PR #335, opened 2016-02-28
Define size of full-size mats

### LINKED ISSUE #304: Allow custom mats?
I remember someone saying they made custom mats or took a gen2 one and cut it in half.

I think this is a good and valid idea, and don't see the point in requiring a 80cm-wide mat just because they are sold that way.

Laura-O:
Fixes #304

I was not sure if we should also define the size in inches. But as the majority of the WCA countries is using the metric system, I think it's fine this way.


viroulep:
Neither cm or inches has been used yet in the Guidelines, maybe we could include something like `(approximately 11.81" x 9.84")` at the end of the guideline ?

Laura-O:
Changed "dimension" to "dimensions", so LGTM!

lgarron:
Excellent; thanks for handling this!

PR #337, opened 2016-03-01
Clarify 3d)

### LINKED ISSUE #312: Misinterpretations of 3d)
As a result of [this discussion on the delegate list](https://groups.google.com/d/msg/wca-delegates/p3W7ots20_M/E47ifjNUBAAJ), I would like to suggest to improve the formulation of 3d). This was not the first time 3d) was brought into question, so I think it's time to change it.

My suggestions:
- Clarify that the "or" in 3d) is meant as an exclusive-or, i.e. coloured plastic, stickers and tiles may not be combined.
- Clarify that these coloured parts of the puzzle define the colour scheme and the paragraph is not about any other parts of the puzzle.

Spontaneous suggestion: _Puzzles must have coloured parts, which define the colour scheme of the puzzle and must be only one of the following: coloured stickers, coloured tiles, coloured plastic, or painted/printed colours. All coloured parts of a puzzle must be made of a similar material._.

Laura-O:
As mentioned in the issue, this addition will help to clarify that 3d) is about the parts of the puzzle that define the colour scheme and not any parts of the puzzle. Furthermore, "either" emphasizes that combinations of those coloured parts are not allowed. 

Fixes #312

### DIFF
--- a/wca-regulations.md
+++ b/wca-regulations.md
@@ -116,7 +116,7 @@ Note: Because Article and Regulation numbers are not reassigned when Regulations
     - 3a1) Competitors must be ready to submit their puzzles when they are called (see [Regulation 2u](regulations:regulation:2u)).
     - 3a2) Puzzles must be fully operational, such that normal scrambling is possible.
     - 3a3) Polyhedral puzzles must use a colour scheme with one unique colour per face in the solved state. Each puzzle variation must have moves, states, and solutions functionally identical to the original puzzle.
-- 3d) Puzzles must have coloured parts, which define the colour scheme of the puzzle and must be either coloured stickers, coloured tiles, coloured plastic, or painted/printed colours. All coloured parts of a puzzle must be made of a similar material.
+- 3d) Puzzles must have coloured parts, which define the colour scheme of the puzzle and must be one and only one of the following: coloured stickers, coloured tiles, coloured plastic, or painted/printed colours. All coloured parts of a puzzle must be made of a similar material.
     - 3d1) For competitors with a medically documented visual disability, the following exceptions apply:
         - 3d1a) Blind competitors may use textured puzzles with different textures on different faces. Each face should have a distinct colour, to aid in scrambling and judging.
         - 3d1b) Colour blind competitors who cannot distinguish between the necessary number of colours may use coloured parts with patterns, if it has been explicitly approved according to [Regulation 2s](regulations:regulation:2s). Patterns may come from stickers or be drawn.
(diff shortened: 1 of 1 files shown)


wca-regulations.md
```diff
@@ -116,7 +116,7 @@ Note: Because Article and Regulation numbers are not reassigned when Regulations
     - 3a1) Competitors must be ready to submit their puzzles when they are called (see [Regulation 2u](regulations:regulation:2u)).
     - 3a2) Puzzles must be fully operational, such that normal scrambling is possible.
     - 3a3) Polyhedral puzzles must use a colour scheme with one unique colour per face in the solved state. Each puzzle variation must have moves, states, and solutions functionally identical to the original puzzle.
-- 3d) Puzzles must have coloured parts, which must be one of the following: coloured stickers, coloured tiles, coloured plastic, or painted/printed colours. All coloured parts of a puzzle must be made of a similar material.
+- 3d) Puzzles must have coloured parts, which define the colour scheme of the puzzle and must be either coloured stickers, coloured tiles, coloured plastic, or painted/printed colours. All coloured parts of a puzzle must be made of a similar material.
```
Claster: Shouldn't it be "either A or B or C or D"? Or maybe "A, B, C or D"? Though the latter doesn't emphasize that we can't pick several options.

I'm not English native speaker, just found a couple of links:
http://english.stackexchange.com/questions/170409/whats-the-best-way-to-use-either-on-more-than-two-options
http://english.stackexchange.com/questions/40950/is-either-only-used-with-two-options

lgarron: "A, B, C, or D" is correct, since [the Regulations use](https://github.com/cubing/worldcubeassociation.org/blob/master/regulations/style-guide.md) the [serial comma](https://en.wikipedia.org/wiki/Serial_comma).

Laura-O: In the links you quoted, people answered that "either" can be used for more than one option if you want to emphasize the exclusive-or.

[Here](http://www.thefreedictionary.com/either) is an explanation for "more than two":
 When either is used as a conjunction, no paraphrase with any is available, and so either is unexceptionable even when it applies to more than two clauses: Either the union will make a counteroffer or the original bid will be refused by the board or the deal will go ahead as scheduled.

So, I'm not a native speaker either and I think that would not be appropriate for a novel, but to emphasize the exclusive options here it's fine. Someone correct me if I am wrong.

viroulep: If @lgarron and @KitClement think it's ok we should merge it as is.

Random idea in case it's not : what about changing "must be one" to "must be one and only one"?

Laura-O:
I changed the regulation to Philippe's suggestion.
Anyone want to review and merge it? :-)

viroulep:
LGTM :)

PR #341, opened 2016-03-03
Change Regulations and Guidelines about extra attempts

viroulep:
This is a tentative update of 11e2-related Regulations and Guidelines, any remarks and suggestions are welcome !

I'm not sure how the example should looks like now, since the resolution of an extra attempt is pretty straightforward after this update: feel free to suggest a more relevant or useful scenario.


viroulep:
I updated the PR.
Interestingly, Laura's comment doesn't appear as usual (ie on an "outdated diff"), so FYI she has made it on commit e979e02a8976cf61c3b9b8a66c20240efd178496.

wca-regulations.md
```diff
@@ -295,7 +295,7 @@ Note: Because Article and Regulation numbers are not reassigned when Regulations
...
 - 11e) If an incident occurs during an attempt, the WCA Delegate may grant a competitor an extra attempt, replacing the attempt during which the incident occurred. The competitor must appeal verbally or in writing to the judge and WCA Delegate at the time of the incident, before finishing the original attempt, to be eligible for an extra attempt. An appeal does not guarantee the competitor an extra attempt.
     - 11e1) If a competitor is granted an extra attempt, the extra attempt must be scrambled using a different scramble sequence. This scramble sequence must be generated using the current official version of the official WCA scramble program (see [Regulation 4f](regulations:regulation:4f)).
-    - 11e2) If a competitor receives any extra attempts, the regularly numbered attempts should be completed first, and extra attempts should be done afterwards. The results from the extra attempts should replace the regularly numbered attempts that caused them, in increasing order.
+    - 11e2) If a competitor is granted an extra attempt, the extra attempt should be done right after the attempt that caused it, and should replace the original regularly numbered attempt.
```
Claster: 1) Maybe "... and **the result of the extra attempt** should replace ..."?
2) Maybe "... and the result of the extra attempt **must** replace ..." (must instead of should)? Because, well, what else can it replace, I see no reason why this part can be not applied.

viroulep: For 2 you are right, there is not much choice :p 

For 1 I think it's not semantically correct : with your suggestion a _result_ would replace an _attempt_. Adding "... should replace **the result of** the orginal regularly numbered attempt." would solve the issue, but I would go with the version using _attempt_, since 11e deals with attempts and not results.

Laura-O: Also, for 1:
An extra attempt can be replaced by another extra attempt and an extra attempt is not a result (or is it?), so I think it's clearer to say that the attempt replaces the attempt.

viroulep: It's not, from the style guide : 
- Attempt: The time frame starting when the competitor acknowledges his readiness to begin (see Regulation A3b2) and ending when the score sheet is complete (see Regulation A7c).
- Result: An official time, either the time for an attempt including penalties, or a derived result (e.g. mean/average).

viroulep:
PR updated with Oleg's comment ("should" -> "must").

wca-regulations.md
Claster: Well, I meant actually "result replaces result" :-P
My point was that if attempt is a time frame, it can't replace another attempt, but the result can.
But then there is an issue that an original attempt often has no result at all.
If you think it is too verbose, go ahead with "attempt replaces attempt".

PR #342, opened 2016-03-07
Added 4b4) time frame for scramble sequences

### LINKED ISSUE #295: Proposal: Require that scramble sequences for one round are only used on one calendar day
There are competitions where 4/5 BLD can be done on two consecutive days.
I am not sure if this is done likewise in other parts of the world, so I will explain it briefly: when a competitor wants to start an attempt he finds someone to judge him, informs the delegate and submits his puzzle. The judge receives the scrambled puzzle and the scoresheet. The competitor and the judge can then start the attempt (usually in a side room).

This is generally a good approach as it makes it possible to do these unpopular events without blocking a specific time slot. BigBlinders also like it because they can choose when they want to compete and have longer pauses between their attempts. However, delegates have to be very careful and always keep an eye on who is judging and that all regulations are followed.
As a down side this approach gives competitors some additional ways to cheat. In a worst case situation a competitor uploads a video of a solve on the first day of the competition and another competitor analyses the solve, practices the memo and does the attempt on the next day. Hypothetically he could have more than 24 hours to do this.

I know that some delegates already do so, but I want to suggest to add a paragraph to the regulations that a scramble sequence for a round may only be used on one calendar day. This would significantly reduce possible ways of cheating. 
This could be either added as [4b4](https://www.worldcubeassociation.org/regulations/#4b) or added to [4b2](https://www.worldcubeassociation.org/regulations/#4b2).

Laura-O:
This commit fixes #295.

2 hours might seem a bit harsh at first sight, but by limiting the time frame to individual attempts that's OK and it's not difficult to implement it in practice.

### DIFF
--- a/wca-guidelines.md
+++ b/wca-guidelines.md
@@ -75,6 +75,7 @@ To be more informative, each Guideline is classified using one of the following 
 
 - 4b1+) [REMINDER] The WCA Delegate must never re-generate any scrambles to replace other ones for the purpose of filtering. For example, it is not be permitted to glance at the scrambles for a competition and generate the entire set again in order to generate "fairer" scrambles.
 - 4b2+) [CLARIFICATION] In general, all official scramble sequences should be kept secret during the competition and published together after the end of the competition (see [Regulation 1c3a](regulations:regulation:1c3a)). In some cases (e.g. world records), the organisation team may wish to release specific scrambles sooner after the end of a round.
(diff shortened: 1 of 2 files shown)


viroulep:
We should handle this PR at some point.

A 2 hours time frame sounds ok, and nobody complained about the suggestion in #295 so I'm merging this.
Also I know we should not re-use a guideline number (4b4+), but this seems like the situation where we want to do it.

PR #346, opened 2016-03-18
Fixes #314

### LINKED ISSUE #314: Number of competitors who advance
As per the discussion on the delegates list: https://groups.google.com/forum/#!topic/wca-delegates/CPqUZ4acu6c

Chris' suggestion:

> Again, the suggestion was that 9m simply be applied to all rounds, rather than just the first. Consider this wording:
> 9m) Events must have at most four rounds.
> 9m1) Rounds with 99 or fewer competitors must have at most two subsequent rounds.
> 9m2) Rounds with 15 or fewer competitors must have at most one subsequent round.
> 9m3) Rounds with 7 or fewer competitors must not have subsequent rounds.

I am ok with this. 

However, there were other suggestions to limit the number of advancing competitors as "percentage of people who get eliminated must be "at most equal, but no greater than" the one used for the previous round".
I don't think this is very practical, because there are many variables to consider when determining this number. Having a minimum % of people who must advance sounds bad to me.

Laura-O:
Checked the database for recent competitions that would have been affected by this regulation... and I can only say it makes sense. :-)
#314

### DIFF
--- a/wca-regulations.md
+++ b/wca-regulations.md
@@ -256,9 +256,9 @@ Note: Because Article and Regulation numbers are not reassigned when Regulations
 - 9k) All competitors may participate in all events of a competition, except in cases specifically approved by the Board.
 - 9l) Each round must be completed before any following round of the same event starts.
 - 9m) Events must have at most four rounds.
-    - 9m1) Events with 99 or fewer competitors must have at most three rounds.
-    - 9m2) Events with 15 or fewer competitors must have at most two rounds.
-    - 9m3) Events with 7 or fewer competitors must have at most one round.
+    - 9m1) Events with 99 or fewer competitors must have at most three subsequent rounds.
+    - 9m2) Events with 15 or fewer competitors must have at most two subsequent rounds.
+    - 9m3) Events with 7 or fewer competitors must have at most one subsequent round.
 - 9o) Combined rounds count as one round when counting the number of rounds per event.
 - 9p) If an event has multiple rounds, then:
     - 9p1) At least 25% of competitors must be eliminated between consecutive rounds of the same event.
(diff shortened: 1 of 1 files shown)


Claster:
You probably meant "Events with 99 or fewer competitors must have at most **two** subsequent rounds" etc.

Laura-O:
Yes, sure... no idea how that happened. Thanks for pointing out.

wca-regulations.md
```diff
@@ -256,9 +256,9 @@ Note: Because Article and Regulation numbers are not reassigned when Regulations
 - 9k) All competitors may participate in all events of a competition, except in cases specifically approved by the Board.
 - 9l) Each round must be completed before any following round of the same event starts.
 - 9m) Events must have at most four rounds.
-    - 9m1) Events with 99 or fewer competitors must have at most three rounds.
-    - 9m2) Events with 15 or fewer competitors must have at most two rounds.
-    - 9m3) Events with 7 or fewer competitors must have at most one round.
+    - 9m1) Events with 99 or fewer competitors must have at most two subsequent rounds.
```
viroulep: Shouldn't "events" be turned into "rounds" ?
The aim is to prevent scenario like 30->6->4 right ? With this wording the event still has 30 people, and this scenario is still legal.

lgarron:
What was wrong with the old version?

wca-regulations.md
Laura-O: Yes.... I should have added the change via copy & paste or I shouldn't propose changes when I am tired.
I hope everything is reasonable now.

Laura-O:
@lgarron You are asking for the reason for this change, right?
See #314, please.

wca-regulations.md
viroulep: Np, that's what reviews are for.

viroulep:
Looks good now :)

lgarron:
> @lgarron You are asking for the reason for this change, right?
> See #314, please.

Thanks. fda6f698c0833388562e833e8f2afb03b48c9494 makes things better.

Task objective: Please give only the number of lines above that contain "native".

Completed exercise: 2